What variety wooly's do you stick with??


For right now I just have my REW doe. But I have a rabbit show on Saturday. A lady is going to help me with my Wooly's. She is going to breed my Wooly for me with her buck. Because I am restarting my rabbitry and only sticking with Woolys and LH's. And the lady just wants to be nice and help a 1st time breeder.. She asked me what variety colors do I want to stick with. I am so stuck on this part. 
I like the Sable Points, Chins, Brokens, Smoke Pearl. 

Right now, I have a litter of Wooly/LH's mix.. She told me to keep the doe out that litter and I can use the doe for cross breeding. The baby looks like wooly and not a LH. So that is good thing.. 

So, I was wondering what variety woolys you stick with??

Thanks


----------



## OakRidgeRabbits (Jul 7, 2010)

I would stick with whatever you already have; REWs mask other colors. What is behind the REW in her pedigree? A REW isn't just a blank slate, so you want to stick to a buck who will produce showable colors with her.

As for me, I have the potential for self, shaded, and agouti in my woolies so far.  I don't plan to stick to anything in particular, just get the best quality I can get. However, the color genetics will be kept clean and only compatible color varieties bred together.


----------



## Starlight Rabbitry (Jul 7, 2010)

Here is a great article written by Kitty Lynch. It talks about what colors are compatable together and which ones are not. This would help you decide what colors you want to do. 

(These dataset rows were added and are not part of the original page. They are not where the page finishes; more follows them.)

Issue #1934, opened 2021-11-22
Package ‘libcxx-13.0.0’ in /nix/store/.../llvm/13/libcxx/default.nix:42 is marked as broken, refusing to evaluate


Sjors:
**Describe the bug**
`nix-shell` fails with an error about a broken llvm package.

**Firmware version and revision**
Master branch at d448d7b8416f2ee985ed078f482bf05ac49214c3 with up to date submodules.

**Desktop/smartphone setup (please complete the following information):**
 - OS: macOS Monterey 12.0.1
 - NixOS 2.4

**To Reproduce**

- `git submodule update --init --recursive --force`
- `poetry shell`
- `nix shell`

prusnak:
Yes, I encountered this as well. Clang is broken on macOS darwin unfortunately.

Checkout this commit and it should work: 6eac12e80e622298d9f9f6a1a1aca7df55e69860

hynek-jina:
This issue should be solved by upcoming release.

prusnak:
It's not fixed yet, so please, let's keep this open.

prusnak:
Fix in https://github.com/trezor/trezor-firmware/pull/1968

prusnak:
> Fix in #1968

Edit: we will need to resolve this differently (wait until staging is merged into master in nixpkgs).

prusnak:
Another PR in https://github.com/trezor/trezor-firmware/pull/1969

PR #1968, opened 2021-12-03
ci(nix): remove clang-tools

prusnak:
We have added clang-tools explicitly earlier because we needed
clang-format v9 which was only in that package (while clang shipped v7).

Things are different now and clang package now ships clang-format v11.

Fixes https://github.com/trezor/trezor-firmware/issues/1934

### DIFF
--- a/ci/shell.nix
+++ b/ci/shell.nix
@@ -55,7 +55,6 @@ stdenv.mkDerivation ({
     autoflake
     bash
     check
-    clang-tools
     clang
     editorconfig-checker
     gcc


prusnak:
@mmilata can you please check whether `make cstyle` works as expected after this change on linux? (it performs as expected - no changes are produced - when I run this on aarch64-darwin).

mmilata (approved):
Works fine on linux.

mmilata:
btw I noticed `clang` and `llvmPackages` in nix are the oldest supported version, in our case LLVM/clang 7. I wonder if we should use `llvmPackages_latest` instead or choose some more recent version.

prusnak:
`llvmPackages_latest` is broken on master for darwin at the moment (see https://github.com/trezor/trezor-firmware/issues/1934). At the same time clang points to LLVM/clang 11 on darwin. But I agree that maybe we should be explicit about the llvm version if llvm resolves to version 7 on linux. Will update this PR.

prusnak:
Argh, this is messier than I thought. 

`clang-tools` always uses `llvmPackages_latest` and using override would probably cause a rebuild on user's machine.

Let's wait until llvmPackages_latest is fixed on master for darwin (after merging staging to master) and I'll send a new PR then.

mmilata:
If we only care about `clang-format` then it seems to be included in the `llvmPackages.clang` package as well.

prusnak:
> be included in the `llvmPackages.clang` package as well.

Is it?

```
stick ~ > nix-shell -p llvmPackages_12.clang       

[nix-shell:~]$ clang-format --version
clang-format version 11.1.0

[nix-shell:~]$ which clang-format
/nix/store/3zy8k5xl5s9cmcghgd90c05dga0j5h6a-clang-11.1.0/bin/clang-format
```

mmilata:
Then it probably only works on linux:(

```
% nix-shell -p llvmPackages_12.clang

[nix-shell:~]$ clang-format --version
clang-format version 12.0.1

[nix-shell:~]$ which clang-format
/nix/store/zl1iynf8afbpzfc8ia9fd2xc774br4f0-clang-12.0.1/bin/clang-format
```

prusnak:
Okay, let's do this then: https://github.com/trezor/trezor-firmware/pull/1969

PR #1969, opened 2021-12-03
ci(nix): use explicit versions for clang and gcc

### LINKED ISSUE #1934: Package ‘libcxx-13.0.0’ in /nix/store/.../llvm/13/libcxx/default.nix:42 is marked as broken, refusing to evaluate

prusnak:
Supersedes https://github.com/trezor/trezor-firmware/pull/1968

Fixes #1934

### DIFF
--- a/ci/shell.nix
+++ b/ci/shell.nix
@@ -41,7 +41,7 @@ let
   llvmPackages = nixpkgs.llvmPackages_12;
 in
 with nixpkgs;
-stdenv.mkDerivation ({
+stdenvNoCC.mkDerivation ({
   name = "trezor-firmware-env";
   buildInputs = lib.optionals fullDeps [
     # install other python versions for tox testing
--- a/ci/shell.nix
+++ b/ci/shell.nix
@@ -37,6 +37,8 @@ let
     # to use official binary, remove rustfmt from buildInputs and add it to extensions:
     extensions = [ "clippy" ];
   };
+  gcc = nixpkgs.gcc11;
+  llvmPackages = nixpkgs.llvmPackages_12;
 in
 with nixpkgs;
 stdenv.mkDerivation ({
@@ -55,8 +57,7 @@ stdenv.mkDerivation ({
     autoflake
     bash
     check
-    clang-tools
-    clang
+    llvmPackages.clang
     editorconfig-checker
     gcc
     git


mmilata:
Looks good, pulls clang-format 12 for me. I'd also use the same llvmPackages for libclang (`LIBCLANG_PATH` attribute definition) so that we don't have to download two versions of LLVM.

prusnak:
> Looks good, pulls clang-format 12 for me. I'd also use the same llvmPackages for libclang (`LIBCLANG_PATH` attribute definition) so that we don't have to download two versions of LLVM.

Ah, good catch. PR reworked in cba8bf273326cb929fb6b8cb398ef23f58629d6e

ci/shell.nix
```diff
@@ -37,6 +37,8 @@ let
     # to use official binary, remove rustfmt from buildInputs and add it to extensions:
     extensions = [ "clippy" ];
   };
+  gcc = nixpkgs.gcc11;
+  llvmPackages = nixpkgs.llvmPackages_12;
 in
 with nixpkgs;
```
mmilata, line 43: > bindings introduced by with do not shadow bindings introduced by other means
didn't know this

mmilata (approved):
LGTM

However this is weird:
```
% cd trezor-firmware
% nix-shell
$ gcc --version
gcc (GCC) 10.3.0
```

10.3 is the version of gcc-arm-embedded :thinking: 

It happens also in master so was not introduced in this PR.

prusnak:
```
$ gcc --version
gcc (GCC) 10.3.0
```

What does `which gcc` say?

mmilata:
Ok, this is unrelated to gcc-arm-embedded as it also happens outside our repo:
```
% nix-shell -p gcc11

[nix-shell:~]$ gcc --version
gcc (GCC) 10.3.0

[nix-shell:~]$ which gcc
/nix/store/da9l6ifizmh883j94gzx5n51h8lrrp00-gcc-wrapper-10.3.0/bin/gcc
```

http://www.hiddentreasuresrabbitry.com/What_color_can_I_breed_this_to.html

I breed all colors except the AOV Group ones and the Shaded group ones.

Sharon


----------



## mistyjr (Jul 7, 2010)

Thanks you guys..


----------



## wooly_queen (Jul 7, 2010)

Julie, her REW (from me) is probably out of siamese sables chinchillas, black, blue and PW. Her litter with that LH buck seems to be all agouti right now. lol So I'm not 100% what she really is.

Misty, I am breeding in the Agouti, AOV, Broken and Self groups. So really chestnut, pointed white, black, blue and brokens of those... hoping to be getting some opals and chinchillas too... no shaded or tan patterns here.


----------



## Shaded Night Rabbitry (Jul 7, 2010)

If I remember correctly, the sire was a chestnut. Agouti is all dominate A- B- C- D- E-, so it probably masked over anything the rew was carrying. It would take a second generation breeding back to mom to see what the rew may actually carry.

As far as rews. I generally see them out of shaded, since that's what they're very useful for, but who knows. Look back on the pedigree, or do some test breedings.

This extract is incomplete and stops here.